● What you are asked to do
If a line in the data below includes the string "identical", please return a copy of it.

(Saved data entries)

--------------------

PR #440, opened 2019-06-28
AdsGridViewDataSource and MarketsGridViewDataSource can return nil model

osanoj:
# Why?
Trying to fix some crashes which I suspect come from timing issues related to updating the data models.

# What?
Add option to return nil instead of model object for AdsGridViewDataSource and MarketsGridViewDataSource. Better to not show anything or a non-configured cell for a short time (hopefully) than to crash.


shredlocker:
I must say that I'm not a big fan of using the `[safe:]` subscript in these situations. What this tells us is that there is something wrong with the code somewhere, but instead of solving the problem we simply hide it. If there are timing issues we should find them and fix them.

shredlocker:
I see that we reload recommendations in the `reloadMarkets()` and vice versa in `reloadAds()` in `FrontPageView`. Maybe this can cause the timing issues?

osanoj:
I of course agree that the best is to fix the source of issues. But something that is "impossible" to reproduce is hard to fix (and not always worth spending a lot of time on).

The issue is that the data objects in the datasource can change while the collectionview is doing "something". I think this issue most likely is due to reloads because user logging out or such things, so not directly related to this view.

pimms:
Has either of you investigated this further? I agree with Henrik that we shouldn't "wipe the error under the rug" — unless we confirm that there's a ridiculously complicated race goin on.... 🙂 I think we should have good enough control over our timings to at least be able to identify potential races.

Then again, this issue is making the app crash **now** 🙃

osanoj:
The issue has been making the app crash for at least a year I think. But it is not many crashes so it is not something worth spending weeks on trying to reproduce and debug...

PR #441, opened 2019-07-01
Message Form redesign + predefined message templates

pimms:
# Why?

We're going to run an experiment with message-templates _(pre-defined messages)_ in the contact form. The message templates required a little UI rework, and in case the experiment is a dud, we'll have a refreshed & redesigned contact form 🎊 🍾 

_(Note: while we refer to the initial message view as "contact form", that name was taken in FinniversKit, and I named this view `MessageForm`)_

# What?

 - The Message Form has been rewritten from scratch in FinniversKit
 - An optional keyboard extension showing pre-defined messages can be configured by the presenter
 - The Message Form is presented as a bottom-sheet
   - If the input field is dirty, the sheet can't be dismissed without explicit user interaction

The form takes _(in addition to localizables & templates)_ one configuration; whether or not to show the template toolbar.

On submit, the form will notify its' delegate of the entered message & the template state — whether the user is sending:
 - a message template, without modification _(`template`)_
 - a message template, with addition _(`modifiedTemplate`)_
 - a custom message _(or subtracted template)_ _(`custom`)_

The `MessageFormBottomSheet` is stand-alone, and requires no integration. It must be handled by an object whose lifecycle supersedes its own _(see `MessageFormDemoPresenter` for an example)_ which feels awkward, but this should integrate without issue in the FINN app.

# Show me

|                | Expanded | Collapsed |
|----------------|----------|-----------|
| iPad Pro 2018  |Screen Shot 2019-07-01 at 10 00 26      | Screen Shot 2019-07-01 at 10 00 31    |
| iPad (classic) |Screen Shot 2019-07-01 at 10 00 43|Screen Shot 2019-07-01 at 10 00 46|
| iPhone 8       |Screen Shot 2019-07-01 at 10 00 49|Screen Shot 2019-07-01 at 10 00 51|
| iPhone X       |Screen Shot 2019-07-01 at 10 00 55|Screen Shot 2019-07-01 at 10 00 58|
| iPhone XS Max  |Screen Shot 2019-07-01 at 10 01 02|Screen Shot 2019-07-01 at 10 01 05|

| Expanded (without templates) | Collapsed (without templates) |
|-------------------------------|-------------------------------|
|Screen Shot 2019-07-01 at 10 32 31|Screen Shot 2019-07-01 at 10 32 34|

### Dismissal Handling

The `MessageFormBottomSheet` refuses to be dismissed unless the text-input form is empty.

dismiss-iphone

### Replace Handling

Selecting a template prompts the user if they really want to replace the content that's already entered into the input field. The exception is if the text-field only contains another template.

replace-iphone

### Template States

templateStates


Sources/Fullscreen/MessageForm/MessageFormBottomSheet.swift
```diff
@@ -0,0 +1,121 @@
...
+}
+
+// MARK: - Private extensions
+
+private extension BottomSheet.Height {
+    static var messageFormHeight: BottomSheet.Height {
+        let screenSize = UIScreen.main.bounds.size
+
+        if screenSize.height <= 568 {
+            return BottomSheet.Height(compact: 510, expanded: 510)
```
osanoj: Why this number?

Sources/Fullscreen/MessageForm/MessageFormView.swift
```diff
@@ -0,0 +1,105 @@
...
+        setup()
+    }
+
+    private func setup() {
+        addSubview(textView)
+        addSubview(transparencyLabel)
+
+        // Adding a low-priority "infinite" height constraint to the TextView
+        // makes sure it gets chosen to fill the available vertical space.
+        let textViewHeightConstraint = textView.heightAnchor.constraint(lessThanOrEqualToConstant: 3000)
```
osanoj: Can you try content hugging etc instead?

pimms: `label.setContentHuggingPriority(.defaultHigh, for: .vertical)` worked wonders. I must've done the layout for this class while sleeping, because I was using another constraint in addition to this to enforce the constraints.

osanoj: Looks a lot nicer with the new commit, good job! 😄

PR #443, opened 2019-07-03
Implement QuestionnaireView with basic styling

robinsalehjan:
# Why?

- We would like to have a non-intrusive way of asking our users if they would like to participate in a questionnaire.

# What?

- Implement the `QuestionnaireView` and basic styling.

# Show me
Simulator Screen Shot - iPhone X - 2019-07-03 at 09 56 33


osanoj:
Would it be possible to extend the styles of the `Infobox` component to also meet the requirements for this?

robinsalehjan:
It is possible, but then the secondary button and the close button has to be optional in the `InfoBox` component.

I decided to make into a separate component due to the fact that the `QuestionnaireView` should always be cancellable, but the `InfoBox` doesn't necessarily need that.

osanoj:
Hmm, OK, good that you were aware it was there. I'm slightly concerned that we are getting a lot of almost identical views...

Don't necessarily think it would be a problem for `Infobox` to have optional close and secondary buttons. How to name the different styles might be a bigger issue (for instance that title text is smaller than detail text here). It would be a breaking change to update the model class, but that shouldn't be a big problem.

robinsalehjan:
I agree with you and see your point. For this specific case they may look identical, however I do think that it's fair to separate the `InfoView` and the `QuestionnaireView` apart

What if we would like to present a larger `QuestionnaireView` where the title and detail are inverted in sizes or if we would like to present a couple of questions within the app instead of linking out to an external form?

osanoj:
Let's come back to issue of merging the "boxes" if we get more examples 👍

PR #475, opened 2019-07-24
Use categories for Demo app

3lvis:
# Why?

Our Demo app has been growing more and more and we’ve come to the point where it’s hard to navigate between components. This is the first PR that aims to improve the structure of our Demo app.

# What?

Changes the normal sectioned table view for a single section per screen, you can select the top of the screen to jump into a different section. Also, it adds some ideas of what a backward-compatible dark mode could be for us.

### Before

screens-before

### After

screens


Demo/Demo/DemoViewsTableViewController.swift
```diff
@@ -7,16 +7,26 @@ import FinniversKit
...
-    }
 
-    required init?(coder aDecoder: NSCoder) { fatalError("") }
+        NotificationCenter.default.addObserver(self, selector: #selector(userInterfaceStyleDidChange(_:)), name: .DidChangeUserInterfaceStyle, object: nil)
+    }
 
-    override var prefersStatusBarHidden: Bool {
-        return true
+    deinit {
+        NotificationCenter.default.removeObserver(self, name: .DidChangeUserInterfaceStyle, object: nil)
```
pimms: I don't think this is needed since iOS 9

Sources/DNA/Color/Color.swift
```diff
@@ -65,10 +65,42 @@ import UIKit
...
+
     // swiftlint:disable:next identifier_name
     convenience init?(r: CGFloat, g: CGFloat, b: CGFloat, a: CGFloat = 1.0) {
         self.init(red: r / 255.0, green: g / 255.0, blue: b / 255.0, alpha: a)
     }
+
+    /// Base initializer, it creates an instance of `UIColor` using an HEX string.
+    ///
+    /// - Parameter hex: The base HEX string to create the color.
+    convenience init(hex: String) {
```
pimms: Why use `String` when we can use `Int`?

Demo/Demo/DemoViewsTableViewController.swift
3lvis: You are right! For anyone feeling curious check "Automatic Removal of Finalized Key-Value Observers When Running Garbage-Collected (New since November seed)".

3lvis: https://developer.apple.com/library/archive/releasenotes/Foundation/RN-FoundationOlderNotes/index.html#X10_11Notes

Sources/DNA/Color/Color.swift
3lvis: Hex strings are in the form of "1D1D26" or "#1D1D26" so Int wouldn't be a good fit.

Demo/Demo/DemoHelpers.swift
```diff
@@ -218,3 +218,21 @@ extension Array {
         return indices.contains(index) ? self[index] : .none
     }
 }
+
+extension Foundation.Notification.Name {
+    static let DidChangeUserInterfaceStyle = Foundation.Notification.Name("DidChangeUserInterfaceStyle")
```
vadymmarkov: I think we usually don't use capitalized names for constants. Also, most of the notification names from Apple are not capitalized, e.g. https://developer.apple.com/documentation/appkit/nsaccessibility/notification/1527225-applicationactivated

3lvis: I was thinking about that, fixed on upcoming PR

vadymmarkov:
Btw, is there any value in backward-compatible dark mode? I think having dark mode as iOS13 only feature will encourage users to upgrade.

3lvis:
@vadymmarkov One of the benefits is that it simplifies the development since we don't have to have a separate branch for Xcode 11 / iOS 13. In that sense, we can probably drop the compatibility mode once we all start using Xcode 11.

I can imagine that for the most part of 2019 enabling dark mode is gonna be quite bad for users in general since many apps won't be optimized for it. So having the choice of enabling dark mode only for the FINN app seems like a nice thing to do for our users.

--------------------

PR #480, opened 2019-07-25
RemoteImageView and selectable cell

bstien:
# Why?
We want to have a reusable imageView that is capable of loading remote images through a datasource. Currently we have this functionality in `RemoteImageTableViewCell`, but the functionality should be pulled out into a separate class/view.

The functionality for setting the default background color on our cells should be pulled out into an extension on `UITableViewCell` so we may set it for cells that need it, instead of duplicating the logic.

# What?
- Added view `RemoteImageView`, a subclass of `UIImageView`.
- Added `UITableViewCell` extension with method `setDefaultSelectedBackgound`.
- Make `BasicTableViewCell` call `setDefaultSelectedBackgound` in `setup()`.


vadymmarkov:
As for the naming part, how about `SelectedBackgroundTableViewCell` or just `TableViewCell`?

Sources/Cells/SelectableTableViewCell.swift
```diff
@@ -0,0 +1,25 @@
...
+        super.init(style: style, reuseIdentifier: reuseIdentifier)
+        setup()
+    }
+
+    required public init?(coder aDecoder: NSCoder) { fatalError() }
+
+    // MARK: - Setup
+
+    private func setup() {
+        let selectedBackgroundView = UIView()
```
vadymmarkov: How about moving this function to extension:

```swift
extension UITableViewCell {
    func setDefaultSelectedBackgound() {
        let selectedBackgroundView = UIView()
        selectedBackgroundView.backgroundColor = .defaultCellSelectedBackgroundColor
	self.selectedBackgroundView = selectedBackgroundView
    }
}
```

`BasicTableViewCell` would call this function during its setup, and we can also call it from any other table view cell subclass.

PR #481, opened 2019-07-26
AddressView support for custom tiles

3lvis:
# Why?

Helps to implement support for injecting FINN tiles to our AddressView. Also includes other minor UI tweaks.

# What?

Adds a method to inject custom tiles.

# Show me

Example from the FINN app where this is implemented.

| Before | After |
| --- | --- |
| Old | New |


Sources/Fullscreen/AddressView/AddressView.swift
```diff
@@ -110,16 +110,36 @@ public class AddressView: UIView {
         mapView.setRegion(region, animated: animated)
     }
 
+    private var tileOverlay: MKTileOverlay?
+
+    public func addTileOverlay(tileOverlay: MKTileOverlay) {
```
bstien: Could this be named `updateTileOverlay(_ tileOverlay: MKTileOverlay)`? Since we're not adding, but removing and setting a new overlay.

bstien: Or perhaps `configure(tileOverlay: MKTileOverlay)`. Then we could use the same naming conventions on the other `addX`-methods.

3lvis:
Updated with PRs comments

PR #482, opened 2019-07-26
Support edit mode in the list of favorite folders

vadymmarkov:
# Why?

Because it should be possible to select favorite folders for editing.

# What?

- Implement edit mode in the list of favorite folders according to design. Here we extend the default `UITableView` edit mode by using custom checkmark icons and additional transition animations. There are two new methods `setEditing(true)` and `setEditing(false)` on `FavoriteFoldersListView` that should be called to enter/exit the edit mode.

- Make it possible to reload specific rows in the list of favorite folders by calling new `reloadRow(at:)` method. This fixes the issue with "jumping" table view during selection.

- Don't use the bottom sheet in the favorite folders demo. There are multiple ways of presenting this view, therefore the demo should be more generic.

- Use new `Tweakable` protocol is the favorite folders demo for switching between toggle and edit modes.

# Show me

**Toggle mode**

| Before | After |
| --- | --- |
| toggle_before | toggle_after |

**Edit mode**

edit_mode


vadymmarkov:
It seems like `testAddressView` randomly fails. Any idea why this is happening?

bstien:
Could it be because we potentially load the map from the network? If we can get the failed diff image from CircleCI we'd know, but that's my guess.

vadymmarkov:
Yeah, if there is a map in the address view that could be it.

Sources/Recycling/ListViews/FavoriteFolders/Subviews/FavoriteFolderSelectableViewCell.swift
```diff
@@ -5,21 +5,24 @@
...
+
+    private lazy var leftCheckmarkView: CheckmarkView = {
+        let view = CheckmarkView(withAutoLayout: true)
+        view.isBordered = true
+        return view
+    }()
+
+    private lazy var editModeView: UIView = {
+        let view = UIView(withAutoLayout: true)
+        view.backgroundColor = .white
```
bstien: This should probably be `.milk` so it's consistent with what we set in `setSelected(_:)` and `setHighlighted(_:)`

--------------------

● Result of the task
Hmm, OK, good that you were aware it was there. I'm slightly concerned that we are getting a lot of almost identical views...
I agree with you and see your point. For this specific case they may look identical, however I do think that it's fair to separate the `InfoView` and the `QuestionnaireView` apart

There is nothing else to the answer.